Please show all lines of the records that include "endShutdown".

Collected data
******************************

PR #1000, opened 2018-11-08
Fix tipjar test

holiber:


holiber:
`--nosync` means do not download or upload scenes to the server, so each test starts with a clean cache and no need to delete any sources

PR #1005, opened 2018-11-09
Add facebook

gettinToasty:
If FB provides the proper API we can easily switch to the list input for game setting but until then text should be ok


app/components/windows/EditStreamInfo.vue.ts
```diff
@@ -81,16 +88,19 @@ export default class EditStreamInfo extends Vue {
 
   encoderProfile: IMultiSelectProfiles;
 
+  facebookPages: { pages: any[], page_id: string };
```
andycreeth: Ideally we should define an interface for the pieces of data we use in a page.  It looks like there already might be one defined in the facebook platform service?

app/components/windows/EditStreamInfo.vue.ts
```diff
@@ -107,6 +117,10 @@ export default class EditStreamInfo extends Vue {
         value: this.streamInfoService.state.channelInfo.game
       }
     ];
+    this.pageModel.value = this.facebookPages.page_id;
+    this.pageModel.options = this.facebookPages.pages.map((page: any) => (
```
andycreeth: Use the facebook page interface?

app/services/streaming/streaming.ts
```diff
@@ -226,7 +228,20 @@ export class StreamingService extends StatefulService<IStreamingServiceState>
    * its current state.
    */
   get formattedDurationInCurrentStreamingState() {
-    return this.formattedDurationSince(this.streamingStateChangeTime);
+    const formattedTime = this.formattedDurationSince(this.streamingStateChangeTime);
+    if (formattedTime === '03:50:00' && this.userService.platform.type ===  'facebook') {
+      const msg = $t('You are 10 minutes away from the 4 hour stream limit');
```
andycreeth: Ouch.  I forgot about this.  Glad we are warning users.

PR #1014, opened 2018-11-14
Fix app deloading

holiber:


app/services/app/app.ts
```diff
@@ -145,14 +145,14 @@ export class AppService extends StatefulService<IAppState> {
...
       this.performanceMonitorService.stop();
       this.transitionsService.shutdown();
       this.windowsService.closeAllOneOffs();
       await this.fileManagerService.flushAll();
       this.crashReporterService.endShutdown();
+      obs.NodeObs.OBS_Volmeter_ReleaseVolmeters();
+      obs.NodeObs.OBS_Fader_ReleaseFaders();
       obs.NodeObs.OBS_service_removeCallback();
       obs.NodeObs.OBS_API_destroyOBS_API();
       obs.IPC.disconnect();
```
andycreeth: Can we please move `this.crashReporterService.endShutdown()` to the bottom of this function right before `electron.ipcRenderer.send('shutdownComplete');`.  This is yet more stuff we are doing after telling the crash reporter we are done, which is keeping our shutdown crash rate artificially low.  Thanks!

PR #1016, opened 2018-11-14
feat(init): display error message & exit if OBS API fails to init

blackxored:
Display error messages if OBS API fails to initialize. Relies on `EVideoCodes` being returned from initialization function, which should be updated shortly. 

Pending:
- [x] Main window still displays. Ideally we wouldn't render anything but the dialog, correct?

CR:
- [x] Ensure we're not leaking memory
- [x] Is this the correct way to trigger a shutdown

EDIT: English 🙈

### DIFF
--- a/app/services/app/app.ts
+++ b/app/services/app/app.ts
@@ -1,10 +1,10 @@
 import uuid from 'uuid/v4';
-import { StatefulService, mutation } from 'services/stateful-service';
+import { mutation, StatefulService } from 'services/stateful-service';
 import { OnboardingService } from 'services/onboarding';
 import { HotkeysService } from 'services/hotkeys';
 import { UserService } from 'services/user';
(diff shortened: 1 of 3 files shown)


app/services/app/app.ts
```diff
@@ -86,7 +87,20 @@ export class AppService extends StatefulService<IAppState> {
...
+      'en-US',
+      electron.remote.process.env.SLOBS_IPC_USERDATA
+    );
+
+    if (apiResult !== EVideoCodes.Success) {
+      const message = apiInitErrorResultToMessage(apiResult);
+      showDialog(message);
+
+      crashHandler.unregisterProcess(this.pid);
+      electron.ipcRenderer.send('shutdownComplete');
```
andycreeth: Looking at the way the main process handles this IPC message, I think this should work fine.

PR #1019, opened 2018-11-15
feat(platform): add get source by ID to API

blackxored:
This adds a `getSource` method to the sources module, enabling getting a source by ID. 
Null-check curses are casted on the caller. We explicitly acknowledge that `getSource` in the service might return undefined, so we return `null` prior to serializing if that were to be the case.


app/services/platform-apps/api/modules/sources.ts
```diff
@@ -91,8 +98,8 @@ export class SourcesModule extends Module {
     const source = this.getAppSourceForApp(sourceId, ctx.app.id);
 
     source.setPropertiesManagerSettings({
-      appSettings: settings
-    });
+                                          appSettings: settings
```
computerquip-streamlabs: This probably isn't consistent with style guidelines.

blackxored: It isn't. Fixed, thanks for noting.

PR #1022, opened 2018-11-15
New badge

mbiemiller:
- 'New' badge for App Store in top nav
- hiding top nav text at smaller size to make nav less congested 
- added max width for help page

### DIFF
--- a/app/components/TopNav.vue
+++ b/app/components/TopNav.vue
@@ -13,7 +13,7 @@
       class="tab-button"
       :class="{ active: page === 'Dashboard' }"
       :disabled="!isUserLoggedIn || locked">
-      <i class="icon-dashboard"/> <span>{{ $t('Dashboard') }}</span>
+      <i class="icon-dashboard"/> <span class="tab-button__text">{{ $t('Dashboard') }}</span>
     </button>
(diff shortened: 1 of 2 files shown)


app/components/TopNav.vue
```diff
@@ -208,6 +217,24 @@
...
+  vertical-align: text-bottom;
+  border: 1px solid transparent;
+  line-height: 16px;
+  font-weight: 500;
+  display: inline-block;
+}
+
+.badge--new {
+  background: rgba(135, 54, 224, 0.08);
+  color: #8736e0;
```
gettinToasty: if these are new colors i think they should probably be defined in `_colors.less` and referenced as variables here

app/components/TopNav.vue
```diff
@@ -243,5 +270,10 @@
   .theme-toggle__icon--sun {
     display: none;
   }
+
+  .badge--new {
+    background: #8736e0;
+    color: #ffffff;
+  }
```
gettinToasty: same as above

mbiemiller: oops - we have these colors already
just pushed an update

******************************

▶ **Solution to the problem**:
       this.crashReporterService.endShutdown();
andycreeth: Can we please move `this.crashReporterService.endShutdown()` to the bottom of this function right before `electron.ipcRenderer.send('shutdownComplete');`.  This is yet more stuff we are doing after telling the crash reporter we are done, which is keeping our shutdown crash rate artificially low.  Thanks!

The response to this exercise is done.